■ **ABOUT THIS TASK**: With the line containing "There is no" as the first and the final line of the entries as the last, repeat exactly the lines in that span, including both.

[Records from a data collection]

PR #10539, opened 2025-09-22
fix: Add custom APM Service name

adskyiproger:
## Description

APM data is blended in elasticsearch index when multiple OpenCRVS instances are deployed within the same cluster.

This PR is going to address inconsistency in APM data

### APN_ENVIRONMENT
Trace information is grouped by service name like it was previously:
image

Operator has an option to filter trace information per environment (`APN_ENVIRONMENT`):
image
image

### APN_SERVICE_NAME
As alternative, if variable `APN_SERVICE_NAME` is defined at service level following output will be produced:
image

> NOTE: Both Solutions are implemented by suggested change, it's up to country system integrator how to display APM data

## Checklist


Zangetsu101 (approved):

packages/commons/src/monitoring.ts
```diff
@@ -20,11 +20,13 @@ function init() {
...
       // Allowed characters: a-z, A-Z, 0-9, -, _, and space
-      serviceName: require(path!).name.replace('@', '').replace('/', '_'),
+      serviceName: process.env.APN_SERVICE_NAME || require(path!).name.replace('@', '').replace('/', '_'),
       // Set custom APM Server URL (default: http://localhost:8200)
       serverUrl: process.env.APN_SERVICE_URL || 'http://localhost:8200',
       // Docker swarm provides this environment variale
-      containerId: process.env.HOSTNAME
+      containerId: process.env.HOSTNAME,
+
+      environment: process.env.APN_ENVIRONMENT || process.env.NODE_ENV || 'development',
```
cibelius, line 29: is this being used anywhere?

adskyiproger: At least for e2e having an option to split trace data by environment name (stack) will be great.

How it works now?
Multiple kubernetes pods are sending APM data to elasticsearch, when operator goes to Kibana under APM section the data from all pods is grouped by service name and environment (`production`).

There is no option for operator to filter APM data by particular stack.
By adding environment variable we are introducing a way to define custom environment name.


Another example: Instead of having one cluster per environment I would like to setup multiple OpenCRVS instances (development, qa) into single Kubernetes cluster. In this scenario a clear way to separate logs and APM data is needed as well.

■ **EXERCISE SOLUTION**:
There is no option for operator to filter APM data by particular stack.
By adding environment variable we are introducing a way to define custom environment name.


Another example: Instead of having one cluster per environment I would like to setup multiple OpenCRVS instances (development, qa) into single Kubernetes cluster. In this scenario a clear way to separate logs and APM data is needed as well.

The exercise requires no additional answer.